As tarefas que o homem carrega hoje em dia são iguais ao que era desde o começo dos tempos modernos: auto-constituir a vida individual e tecer e manter as redes de laços com outros indivíduos em processo de auto-constituição. A vida do agente liberto é composta por antinomias difíceis de avaliar e de resolver. Portanto, surgiu um traço anarquista em toda a teorização crítica. Por exemplo, via-se o inimigo apenas no lado do poder, e o mesmo inimigo era acusado de todos os retrocessos e frustrações sofridas pela liberdade. Esperava-se que o perigo viesse e os golpes fossem desferidos do lado público, em prontidão para invadir e colonizar o privado. Mas, ínfima atenção foi dada à perspectiva da colonização da esfera pública pela privada. Contudo, essa possibilidade subestimada se tornou hoje o principal obstáculo à liberdade.
É conveniente destacar que, o poder político implica uma liberdade individual incompleta, mas a sua abolição prenuncia a impotência prática da liberdade legalmente vitoriosa. O poder político, na verdade, foi enfraquecido pela enorme potência opressiva. Além disso, perdeu boa parte de sua potência.

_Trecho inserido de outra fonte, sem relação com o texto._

PR #352, opened 2022-02-02
chore: cargo update to resolve RUSTSEC-2022-0006

jrconlin:


pjenvey (approved):

hackebrot (approved):
I'm not familiar with each of the upgraded crates, but running `cargo update` sounds reasonable to me. Assuming it's common for Rust projects to follow semver, I see a few major version upgrades. As long we're fine with that, no concerns from me. 📦

jrconlin:
Rust library versioning is... odd. It generally follows SemVer (with the usual carve out for "0.*") How well that's followed is an exercise for the library author, though. We generally care most about the libraries we have direct reliance on, and those are specified in the `Cargo.toml` file. We tend to bind to the major.minor only, mostly because binding to the .release was felt as more problematic than helpful. There are a few libraries where we do this, to prevent accidental updates.

hackebrot:
Ok, sounds good. Thank you @jrconlin! 👍🏻

hackebrot:
You're right @mythmon. My mistake.

The way the Git diff was presented in the web UI, I assumed that `brotli-sys` was upgraded from `0.3.2` to `3.3.3`, but that's actually `brotli`. And `brotli2` from `0.3.2` to `2.3.2`, but that's actually `brotli-decompressor`.

Good to know that `cargo update` doesn't bump major versions.

PR #143, opened 2023-10-12
Fix Metroids

### LINKED ISSUE #135: Certain Metroids do not get disabled/drop an item
Sometimes the Metroid function is called and sometimes its not. Problematic Metroids found in testing:

- area2b: Gamma_001
- area6: Gamma_002

dyceron:
- Ensures the Gamma in area2b always spawns regardless of entrance
- Ensures the Omega in area7 always spawns regardless of entrance
- Fixes Metroid radars not ending
- Fixes #135

### DIFF
--- a/open_samus_returns_rando/files/custom_scenario.lua
+++ b/open_samus_returns_rando/files/custom_scenario.lua
@@ -72,8 +72,9 @@ function Scenario.OnSubAreaChange(old_subarea, old_actorgroup, new_subarea, new_
   Scenario.UpdateProgressiveItemModels()
 end
 
-function Scenario.SetMetroidSpawngroupOnCurrentScenario(created_actor, group_name)
+function Scenario.SetMetroidSpawngroupOnCurrentScenario(created_actor, group_name, is_multi)
   if created_actor ~= nil and created_actor.sName ~= nil then
     CurrentScenario.currentMetroidSpawngroup = group_name
+    CurrentScenario.isMultiGamma = is_multi or false
   end
 end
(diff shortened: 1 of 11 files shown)


ThanatosGit (approved):

ThanatosGit:
Works for me with my additional commits. Feel free to confirm with the provided input json

dyceron:
The radar keeps going even after the multi-room Gamma is dead and has given the item. Might be wise to fix it in this PR. Just have to find out why it doesn't stop.

ThanatosGit:
Pushed something for the issue. Didn't test it

dyceron:
Testing the new changes and the radar still plays. Reloading the cc (entering a fadeout) does load the other spawn group but yeah this still isn't disabled.

ThanatosGit:
It is really hard to follow for me with all the name clashes 😔. In the game's wording, the sub area's in a scenario file are just a list of all the cc's with their actors. Which makes it basically: sub area = cc = sometimes we call it room but in randovania wording area.

So... what is "reloading the entire sub area" ? It looks like it means reloading the scenario? Or is really just re-enter a room with a fade out? But that would be no difference to other metroids? Killing them leaves the room empty, reload it via enter/exit another room + walk a few steps away in the other room and then it spawns the normal enemies in the metroid room.

dyceron:
Sorry let me clarify. After defeating the multi-room Gammas, the radar still continues. Reloading the room via a fade out sets the post-gamma spawngroup to be active, but the radar doesn't stop. Reloading the scenario also sets the post-gamma spawngroup to be active, and also disables the radar.

PR #145, opened 2023-10-13
Fix Heatzone damagesound playing with Gravity and not Varia

dyceron:


ThanatosGit (approved):
Funny PR. This should actually never be logically possible as the only supprted way should be progressive suits.
Guess that happens in my test file because I was too lazy to write one more line into the starting inventory section.

PR #150, opened 2023-10-15
Adjust position/rotation for certain pickup actors

dyceron:
- Adjusts the y-position for the Aeion abilities and Spider Ball to be properly aligned.
- Fixes the rotation of Grapple Beam and Space Jump to be `0, 0, 0` from `0, 180, 0`
  - Spring Ball doesn't seem to be affected by this 😞 

image
image
image
image
image


ThanatosGit:
Is there a specific reason why the rotation is changed during patch time but the height during run time? Looks very inconsistent

dyceron:
Height was very easy this way. I couldn't figure out how to do the same for Rotation so I hard-coded those.

ThanatosGit (approved):

PR #155, opened 2023-10-16
Try to fix actors

ThanatosGit:
Oh boy, I have no idea why I did the second commit by "reverting" the changes from the first commit by hand.
It will be handled all by the MEDS functions, so this is basically just a small refactor + activating adding the shields to the entity groups.

P.S. Please squash merge to get rid of the "WIP" commit


dyceron:
Should I wait for the MEDS PR to go through to merge?

dyceron (approved):

ThanatosGit:
Yeah, otherwise we need to start to use my fork of meds again.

Sendo assim, a verdadeira emancipação exige mais da esfera pública e do poder público. No momento em que a política pública descarta as suas funções e a política-vida assume, os problemas enfrentados pelos indivíduos em seus esforços para se tornarem indivíduos que de facto passam a ser não-cumulativos, destituindo assim a esfera pública de todo fenómeno que não seja a do lugar em que as aflições individuais são confessadas e expostas publicamente. Portanto, essa tarefa coloca a teoria crítica defronte de um novo alvo. Contudo, a busca de uma vida em comum alternativa deve começar pelo exame das alternativas de política-vida.